Single by Lynn Anderson

from the album You're My Man
- B-side: "I'm Gonna Write a Song"
- Released: April 1971
- Recorded: 1971
- Genre: Countrypolitan
- Length: 2:40
- Label: Columbia
- Songwriter: Glenn Sutton
- Producer: Glenn Sutton

Lynn Anderson singles chronology
| "Rose Garden" (1970) | "You're My Man" (1971) | "How Can I Unlove You" (1971) |

= You're My Man (song) =

"You're My Man" is a song written by Glenn Sutton. The song was a popular No. 1 country hit by country artist Lynn Anderson from 1971.

==Background==
"You're My Man" is mainly about the narrator describing her affection for her lover, saying there is no one else in the world for her, and she wants "the whole world to know". The song's orchestral arrangements and pop-influenced sound made it a Countrypolitan recording.

==Chart performance==
This song was immediately released after Anderson's song "(I Never Promised You a) Rose Garden" became a major country and pop hit in February 1971. The song was very successful, reaching the top of the country charts in June 1971, and staying for two weeks. It was Anderson's second No. 1 country hit. "You're My Man" was one of 11 singles Anderson would place at the No. 1 position. The song also reached No. 1 on the Cashbox Country Charts. "You're My Man" was a major Adult Contemporary hit, placing at No. 6.

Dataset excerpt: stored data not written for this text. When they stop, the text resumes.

PR #532, opened 2020-08-10
Fix processing of root directory for components to work under Windows (mathjax/MathJax#2486)

dpvc:
It turns out that the implementation of node's `path` module that is included by webpack doesn't know about Windows backslashes as directory separators, so the `node-main` module fails to set the MathJax root directory properly when the `mathjax` package is used under Windows.

This PR handles that situation, and simplifies the lookup a bit, also making sure that the root is properly set no matter where the `node-main.js` file was teen from.  In the past, the `es5` directory in `mathjax-full` or `mathjax` would be taken in preference to the directory where `node-main` came from, so the wrong MathJax tree could be used.  This PR makes sure that the files used for MathJax come from the same location as `node-main.js`.

Resolves issue mathjax/MathJax#2486.

### DIFF
--- a/components/src/node-main/node-main.js
+++ b/components/src/node-main/node-main.js
@@ -21,16 +21,28 @@ combineDefaults(MathJax.config.loader, 'provides', provides);
 
 MathJax.config.loader.paths.mathjax = (function () {
   //
-  // Try to locate the mathjax-full or mathjax package
-  // If neither is found, try to use the directory where this file is located
+  // Convert a windows path to a unix path (when needed)
+  //
+  const convertWindows = (name) => (path.win32 || !name.match(/^[a-z]:\\/i)) ? name : name.replace(/\\/g, '/');
+  //
+  // Locate the directory for this file:
+  //   Note that __dirname is not effective in webpacked files,
+  //   but the complete path is listed in an error message's requireStack when require.resolve() fails.
   //
   try {
-    return path.resolve(MathJax.config.loader.require.resolve('mathjax-full/package.json'), '../es5');
-  } catch (err) {}
-  try {
-    return path.resolve(MathJax.config.loader.require.resolve('mathjax/package.json'), '../es5');
+    //
+    //  Try to locate a non-existing file in order to throw an error
+    //
+    const dir = MathJax.config.loader.require.resolve('mathjax/es5/non-existing-file');
+    //
+    //  (in case it ever exists, use its directory)
+    //
+    return path.dirname(convertWindows(dir));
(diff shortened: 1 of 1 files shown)


components/src/node-main/node-main.js
```diff
@@ -21,16 +21,28 @@ combineDefaults(MathJax.config.loader, 'provides', provides);
 
 MathJax.config.loader.paths.mathjax = (function () {
   //
-  // Try to locate the mathjax-full or mathjax package
-  // If neither is found, try to use the directory where this file is located
+  // Convert a windows path to a unix path (when needed)
+  //
+  const convertWindows = (name) => (path.win32 || !name.match(/^[a-z]:\\/i)) ? name : name.replace(/\\/g, '/');
```
zorkow, line 26: I believe the `path.win32` object exists on all platforms, so that will always be true.
Could that not be easier (and maybe more robustly) checked with 
```process.platform === 'win32'```?
For example,
```
process.platform === 'win32' ? path.win32.normalize(name) : name;
```

dpvc: > I believe the `path.win32` object exists on all platforms

Note in the web packed version.  That is the source of the issue.  Webpack apparently provides its own replacement for the `path` library and it is effetely only the posix implementation.  There is no `path.win32` in the web packed components.  This will affect users how install the `mathjax` rather than the `mathjax-full` npm package, as they will be using the web packed version (since the source versions are not available).  In order to test this, you have to make the components and `require('./es5/node-main')` rather than `require('mathjax-full')` (or temporarily change the 'main' entry in the `package.json` file.)

Similarly, the `path.normalize` approach doesn't work in the webpacked version (and `path.win32.normalize()` isn't there) since it only knows about posix directory separators.

I'll have to check whether `process.platform` is correct in webpack (I assume it will be, but the issues with `path` make me worried).

dpvc: Just to be clear, the `path.win32` teat was to determine if we are in the webpacked version or not.  Outside the web packed version, everything works properly in the original code.  It is the webpacked one that is being addressed, here.

zorkow: I did not know that. I always thought webpack works on node and has access to all its built-in libraries. The current version works, so we should leave it as is. I just thought we could short-cut.

dpvc: I was surprised, too.  I had wanted to use `path.win32.normalize` as well, but it wasn't there, and `path.normalize` didn't work.  So I was forced to use this hack.

PR #538, opened 2020-08-14
Don't remap stretchy characters (mathjax/MathJax#2497)

dpvc:
The PR fixes a problem where a stretchy delimiter that turns out to be rendered as a single character might be remapped to another character inadvertently.  Stretchy characters should not be remapped, which is handled here by moving the test for the stretchy character to outside the remapping.

Resolves the second part of mathjax/MathJax#2497.


dpvc:
Good call.  I've added the service routine.

PR #541, opened 2020-08-17
Better handling of root location and async loading in node-main

dpvc:
This PR improves the mechanism for getting the root directory for the version of `node-main` that is running.  It uses `eval()` to get access to the actual node version of the `path` library and the `__dirname` variable rather than the webpack versions of them, which was what was causing problems before.  This means we don't have to do all the hacks to handle Windows or use the error object to look up the path; we can use use `eval('__dirname')` and `path` as we would expect to.  This works since `node-main.js` is only for use in node, not sin the browser itself, where those values don't exist.

### DIFF
--- a/components/src/node-main/node-main.js
+++ b/components/src/node-main/node-main.js
@@ -1,4 +1,4 @@
-const path = require('path');
+const path = eval("require('path')");  // use actual node version, not webpack's version
 
 /*
  * Load the needed MathJax components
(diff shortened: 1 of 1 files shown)


zorkow (approved):
This is much nicer and cleaner. I've tested it and it works.

dpvc:
> This is much nicer and cleaner.

Yes, I thought so, too.  I think this eliminates all the hacks.

> I've tested it and it works.

Great, thanks!

PR #542, opened 2020-08-27
Update convert() to accept 'family' parameter (mathjax/MathJax#2512)

dpvc:
Update `convert()` to accept `family` parameter, and use it for the inherited font, when requested.  This fixes an error message produced when you pass the result of `getMetricsFor()` as the options for `MathJax.tex2svg()` and related functions.

Resolves issue mathjax/MathJax#2512.


zorkow (approved):
lgtm.

PR #543, opened 2020-08-27
Fix autoload to handle macro or \begin followed by spaces.  (mathjax/MathJax#2511)

dpvc:
This PR fixes a problem with the `autoload` extension when the auto-loaded macro or `\begin` is followed by spaces.

Resolves issue mathjax/MathJax#2511.


zorkow (approved):
lgtm.

PR #544, opened 2020-08-27
Convert mu to em in CD environment.  (mathjax/MathJax#2513)

dpvc:
This PR changes two uses of `mu` units for their corresponding `em` units, so that `mu` units don't end up in the internal MathML.


zorkow (approved):
lgtm.

PR #546, opened 2020-09-04
Fix issue with \textit, etc., not working with textmacros extension. (mathjax/MathJax#2514)

dpvc:
The `textmacros` extension resets the font to normal when `\text{}` is used (as it does in actual LaTeX), since you can change fonts internally within `\text{}` with `textmacros`.  (This differs from `\text{}` without `textmacros`, since the only way to set the font within `\text{}` previously was to set the font outside it, a conscious decision to differ from LaTeX to allow that functionality.)  But because `\textit{}` and the other similar macros were defined as macros that used `{\it\text{#1}}`, the change in behavior for `\text{}` caused these macros to fail with the `textmacros` extension.

This PR changes the implementations of `\textit{}` and the other similar macros to use javascript functions (rather than replacement macros) that get passed the needed `mathvariant` for initializing the font.  The `\text{}` macro retains its original behavior without `textmacros`, but has its new behavior with the extension, and now all the related ones now work with the extension as well.

Resolves issue mathjax/MathJax#2514


ts/input/tex/base/BaseMethods.ts
```diff
@@ -1003,10 +1003,11 @@ BaseMethods.BuildRel = function(parser: TexParser, name: string) {
  * @param {TexParser} parser The calling parser.
  * @param {string} name The macro name.
  * @param {string} style Box style.
+ * @param {srting} font the mathvariant to use
```
zorkow, line 1006: Capitalise.

zorkow (approved):
That change makes the implementation of the `\textXX` macros a lot cleaner.
Just one trivial change.

zorkow:
I think once 3.1.1. is out I should spend some time to extend our tests. In particular

1. Systematically add test cases for every single macro that we have. While most extension packages have tests for every macro, for the ones in Base and AMS I primarily constructed tests for all the cases in the original v2 methods only.

2. Run tests multiple time, adding other extensions successively so we can detect unwanted interactions automatically in the future.

3. Automate all that via some CI tool.

dpvc:
> I think once 3.1.1. is out I should spend some time to extend our tests.

That sounds good.

PR #547, opened 2020-09-04
Handle AsciiMath configuration properly, in particular, displaystyle.  (mathjax/MathJax#2520)

dpvc:
This PR fixes two issues with AsciiMath:

1.  The AsciiMath component configuration was not properly handled (it was being processed too late, after AsciiMath had already been configured, and the AsciiMath parameters were being flagged as having no default value (they are only defined in the legacy code, not the new Typescript code).

2.  The conversion from the legacy internal format was not properly handling boolean values, which caused the `displaystyle` configuration option to be always treated as false.

Resolves issue mathjax/MathJax#2520.


zorkow (approved):
I did not really understand the code very much. But I can see that it is now handled earlier. I assume early enough.

PR #549, opened 2020-09-06
 Fix issue with textmacros in SVG mode. (mathjax/MathJax#2524)

dpvc:
This PR fixes a problem where inferred mrows were being improperly included in the contexts of `text{}` when mathematics is also within the text.  This issue affected SVG output primarily.  The fix is to convert the inferred mrow into a real mrow.

Resolves issue mathjax/MathJax#2524.


zorkow (approved):
For some reason I could not reproduce the reported error, so I can only assume that is the right fix.
It looks exactly the same for me in both `develop` and `issue2524` branch (or when pulling `tex-svg-full` from the cdn for that matter).

PR #550, opened 2020-09-08
Only ignore space following alphabetic control sequences.  (mathjax/MathJax#2527)

dpvc:
In `textmacros`, the spacing counts, so we need to follow LaTeX rules poperly:  only skip a space after an alphabetic control sequence, not ones that are a single special character.

Resolves issue mathjax/MathJax#2527.


zorkow (approved):
lgtm.

PR #609, opened 2021-03-04
Improve xarrow spacing, and fix CHTML output for short extensible arrows.

dpvc:
This PR improves the positioning of the content above and below stretchy arrows generated by xArrows to make it match TeX positioning better.  It also adjusts the bounding box to accommodate the `voffset` amounts (in the past, elements could fall outside the bounding box).

This also fixes a regression with short stretchy arrows in CHTML caused by #571 (the extensible piece ends up with a minimum size of the size of the extension character, so would not "overlap" the end piece to make short extensions).  For example, without this fix, `\xrightarrow{xx}` would be too long in CHTML (on the develop branch).  This puts back the pre-571 handling of the size of the extension.

### DIFF
--- a/ts/input/tex/ams/AmsMappings.ts
+++ b/ts/input/tex/ams/AmsMappings.ts
@@ -1,3 +1,4 @@
+
 /*************************************************************
  *
  *  Copyright (c) 2017 The MathJax Consortium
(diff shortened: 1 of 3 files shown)


zorkow (approved):
lgtm.

PR #610, opened 2021-03-04
Handle automatic tex class of OP better.

dpvc:
This PR improves the assignment of TeX class OP to multi-character `mi` elements, and to elements followed by invisible apply.  This improves spacing of enriched content where invisible apply has been inserted after a single-character identifier (e.g., `fR(s)`).

It also refactors the MathML input to not need the `texAtom()` method, and to remove `xmlns` attributes that appear on serialized MathML from SRE.


zorkow:
The superfluous `xmlns` elements only seem to appear during browser usage of SRE. There seems to be some issue with the namespace resolver.  Do you think it is worthwhile investigating?

dpvc:
> Do you think it is worthwhile investigating?

Probably not, as it is not hard to remove it at this point in the code, so it should not cause a problem.  Unless you are concerned about other uses outside of MathJax.

PR #611, opened 2021-03-05
Use consistent characters for \overline and \underline, and treat them both as accents

dpvc:
This PR changes the character used for `\overline` and `\underline` to be U+2015 (HORIZTONAL LINE) and makes them both have `accent="true"` (only `\overline` had that originally) so that the results for both are consistent both in spacing and thickness.


dpvc:
I will be replacing this PR with a new one, so don't review.

dpvc:
Closing this in favor of #619.

PR #612, opened 2021-03-07
[packge.json] Upgrade all packages except typescript

artagnon:
Typescript 4.2.3 is a little more strict, and requires some code cleanup
before we can bump up its version.

### DIFF
--- a/package-lock.json
+++ b/package-lock.json
@@ -1,237 +1,4584 @@
 {
   "name": "mathjax-full",
   "version": "3.1.2",
-  "lockfileVersion": 1,
+  "lockfileVersion": 2,
   "requires": true,
+  "packages": {
+    "": {
+      "name": "mathjax-full",
+      "version": "3.1.2",
+      "license": "Apache-2.0",
+      "dependencies": {
+        "esm": "^3.2.25",
+        "mj-context-menu": "^0.6.1",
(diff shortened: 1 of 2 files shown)


dpvc:
First of all, thank you for your interest in MathJax, and willingness to contribute (I see that you have made several pull requests).  We appreciate your efforts.

There are a couple of issues, however.  First, we follow a [Git-Flow](https://www.atlassian.com/git/tutorials/comparing-workflows/gitflow-workflow) model for MathJax-src, which means that changes to master should only be for releases or hot-fixes (or corrections to README, or security updates from dependably, etc.).  All development is done on the `develop` branch, and that includes updates to the development tools, e.g., the `package.json` file.  For example, #560 updated `package.json` and also updated the code to work in Typescript v4.  your updates would conflict with that when we merge `develop` into `master` when we make the next release.

So PRs for MathJax-src should be on a branch that originates from the `develop` branch and is targeted at `develop`.

We normally do an update of the dependencies when we do a release, and will be doing so for the 3.1.3 release that is currently being worked on, so there is no need to submit PRs for that, unless there is a serious problem with one of the dependencies (like a security issue).  So I am going to close this PR for that reason.  But thank you!

artagnon:
Thanks for the explanation! I've rebased my code.

PR #617, opened 2021-03-10
Refactor handling of baseCore, and take enrichment into account (zorkow/speech-rule-engine#462)

dpvc:
This PR refactors the handling of the base core element for munderover and msubsup elements so that super- and subscripts can be placed properly after SRE enrichment.  It also lays the groundwork for better TeX emulation for accents and over- and underlines (which will be in separate PRs).  

The base core element, along its italic correction and relative scaling factor, are now found during the `constructor()` rather than calling them (multiple times) when needed.  The base core is used for vertical positioning of super- and subscripts, but the actual base for width and bounding box computations.  The handling of the base core BBox and script BBoxes have been moved to the common wrappers, where possible.

For consistency, the `script` property has been change to `scriptChild`, to be comparable to the other child pointers.

In `common/Wrappers/scriptbase.ts`, because the `coreIC()` and `coreScale()` methods have been removed and new function added in that location, the diff gets a little mixed up about the changes, so it's a bit complicated to look at.  You might view the actual file for that bit in order to read it easier.

Resolves issue zorkow/speech-rule-engine#462.

### DIFF
--- a/ts/output/common/Wrappers/scriptbase.ts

| Chart (1971) | Peak position |
|---|---|
| U.S. Billboard Hot 100 | 63 |
| U.S. Billboard Hot Country Singles | 1 |
| U.S. Billboard Easy Listening | 6 |
| Canadian RPM Top Singles | 75 |
| Canadian RPM Country Tracks | 1 |
| Canadian RPM Adult Contemporary | 7 |

==Cover versions==
Ashley Potter covered it and reached No. 43 in the UK Indie Charts.